# Root filesystem could not be mounted read/write [SOLVED]

## ranger719

Hi,

I rebooted my hardened server (2.6.24/25) yesterday and got hit by this:

* Waiting for uevents to be processed ... [ ok ]

* Mounting devpts at /dev/pts ... [ ok ]

* Checking root filesystem ... [ ok ]

/dev/mapper/data-rootfs has been mounted ... check forced.

.. checking ... [ ok ]

* Remounting root filesystem read/write ...

* Root filesystem could not be mounted read/write :( [ !! ]

Give root password for maintenance

( or type Control-D to continue):

I have nothing changed with my drive-setup.  '/boot'   and  '/'  are both on LVM2 on top of a Raid-Mirror.

I think a coreutils- and/or baselayout-update did this. But downgrading does not solve it.. If I do it, the error messages I get is that the system cannot even find a ext3-filesystem. I have not further tested this issue and did a upgrade to this versions again:  coreutils-6.10-r2  and   baselayout-1.12.11.1. However:

Logging in with root works and  'cat /proc/mounts'  yields:

```
 rootfs / rootfs rw 0 0

/dev/data/rootfs / ext3 ro,errors=continue,data=ordered 0 0

...
```

The root-partition is mounted ro, a  'touch /x'  fails with "Read-only file system".
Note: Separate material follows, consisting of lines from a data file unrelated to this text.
PR #1475, opened 2026-09-02
fix(node-gi): collected is not yet finalized

JumpLink:
## The bug

A GTK app on Node + `@gjsify/node-gi` died ~1 s after startup on **Windows**, 6 runs out of 6,
with no survivor:

```
(node.exe:608): GLib-GObject-CRITICAL **: g_object_weak_unref_cb: couldn't find weak ref 00007FFCC19F3140(0000023BDE3A2550)
exit=-1073740940     # 0xC0000374 = STATUS_HEAP_CORRUPTION
```

The same app is fine on macOS (5/5) and Linux (6/6), which read for a while as a Windows port
defect. It is not: the defect is platform-independent and Windows' heap is just the one that
notices.

## The invariant that was violated

**An empty `napi_ref` proves the wrapper was COLLECTED, not that its finalizer has RUN.**

V8 resets the weak persistent inside the *first-pass* weak callback, during GC. Node then defers
the finalize callback to a `SetImmediate` (`node_napi_env__::EnqueueFinalizer`). Between those two
points `napi_get_reference_value` already reads empty while `NodeGiInstanceFinalize` has not run.

`SettleCollectedInstance` — the resurrection path — read that empty ref as *"the wrapper is dead
and its teardown is queued"* and freed the `NodeGiInstance` record. Its comment said as much:
*"Collected hit (wrapper GC'd, idle teardown still PENDING)"*. The teardown is only pending if the
finalizer already ran, and nothing established that.

The second act is what makes it fatal rather than merely leaky:

1. `delete old` frees the record;
2. the allocator hands **the identical block** straight back to the `new NodeGiInstance()` twelve
   lines later — measured, same address every run;
3. the stale finalizer then fires against the **live** wrapper's record, sees
   `teardown_queued == false`, and queues a teardown for it;
4. `RunTeardown` removes the *live* toggle ref → the GObject's last ref goes with it → it is
   finalized while JS still holds a reachable wrapper; `napi_delete_reference` runs on the live
   handle; `delete inst` frees the record a second time;
5. one drain later the live External's own finalizer arrives at a freed record and a freed
   GObject. On Linux glibc has already recycled that memory, `G_IS_OBJECT` fails and the process
   takes SIGSEGV. On Windows the freed block still passes `G_IS_OBJECT`, so it walks on into
   `g_object_weak_unref` — whose weak ref Settle removed in step 1 — and prints exactly
   `couldn't find weak ref <callback>(<inst>)` before `g_object_remove_toggle_ref` on a dead
   object corrupts the heap.

That is also why the app **stops crashing under `NODE_GI_TOGGLE_DEBUG=1`**: the log's own
`g_strdup_vprintf`/`g_free` traffic recycles the freed block, the stale finalizer reads garbage
instead of the live record, and the whole chain collapses into a silent no-op. A heisenbug by
construction.

## Minimal reproduction

Deterministic, headless, no GTK, no display — 5/5 SIGSEGV on Linux before the fix:

```js
import { requireGi } from '@gjsify/node-gi/gi';
const Gio = requireGi('Gio', '2.0');

(() => { const c = new Gio.Cancellable(); c.push_current(); })();

globalThis.gc();                          // wrapper collected, finalizer PENDING
const back = Gio.Cancellable.get_current();   // resurrect inside the window
await new Promise((r) => setImmediate(r));    // the stale finalizer runs here
console.log(back.is_cancelled());             // 💥
```

Two details are load-bearing and are both spelled out in the test:

- the vehicle must be a **borrowed** C pointer. `g_cancellable_push_current` stores the pointer on
  a thread-local stack with no ref, so the GObject stays reachable from C at refcount 1 — the only
  shape whose wrapper is weak (collectable) while C can still hand the object back. Anything that
  *refs* its member toggles the wrapper UP and pins it, which is why a churn probe over 8000
  `Gtk.Label` create/remove cycles survives happily;
- there must be **no `await` between `gc()` and the re-fetch**. Any loop turn drains the finalizer
  queue first and closes the window. That is precisely why the existing resurrection case
  (`gc-identity` case 4, which does `await settle()` before re-fetching) never caught this.

Run on **Windows** against the app's own installed (unfixed) `@gjsify/node-gi`, that same
12-line program reproduces the application's crash signature byte for byte — 4 of 5 runs, no
GTK, no React Native, no app:

```
resurrected, cancelled = false
(process:3096): GLib-GObject-CRITICAL **: g_object_weak_unref_cb: couldn't find weak ref 00007FFCC5C43140(00000148DC12C880)
run 1 exit=-1073740940
```

(The callback address differs from the app's `00007FFCC19F3140` only by DLL load base; it is the
same `OnGObjectFinalized`.)

Confirmed with a temporary probe build:

```
(PROBE) make:      new inst 0x18fa3060 for obj 0x18f9eea0
(PROBE) settle:    delete old inst 0x18fa3060 (teardown_queued=0 obj 0x18f9eea0)   <- freed while pending
(PROBE) make:      new inst 0x18fa3060 for obj 0x18f9eea0                          <- same address
(PROBE) finalize:  inst 0x18fa3060 (teardown_queued=0 gobject 0x18f9eea0)          <- stale, hits the live record
GLib-GObject-CRITICAL **: g_object_get_qdata: assertion 'G_IS_OBJECT (object)' failed
```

A  'mount -o remount,rw /dev/data/rootfs'  fails with: "mount: / not mounted already, or bad option"

'cat /etc/mtab':

```
 rootfs / rootfs rw 0 0

/dev/data/rootfs / ext3 rw,errors=continue,data=ordered 0 0

...
```

(Now / is mounted rw, previous it was ro)

My lilo.conf:

```
...

image = /boot/bzImage

        label = Gentoo

        root = /dev/ram0

        initrd = /boot/initramfs-genkernel-x86-2.6.24-hardened-r1

        append = "dodmraid dolvm lvmraid=/dev/md0 real_root=/dev/data/rootfs init=/linuxrc"

        read-only

        restricted

...

```

My fstab:

```
...

#/dev/mapper/data-rootfs        /               ext3    noatime,erros=remount-ro        0 1

#rootfs         /               ext3    noatime,erros=remount-ro        0 1

...

```

Even if I change  '/dev/mapper/data-rootfs'  to  '/dev/data/rootfs'  nothing changes (and it should not, only symlinks, right?). If I substitude it with /dev/root or rootfs: same or different problem.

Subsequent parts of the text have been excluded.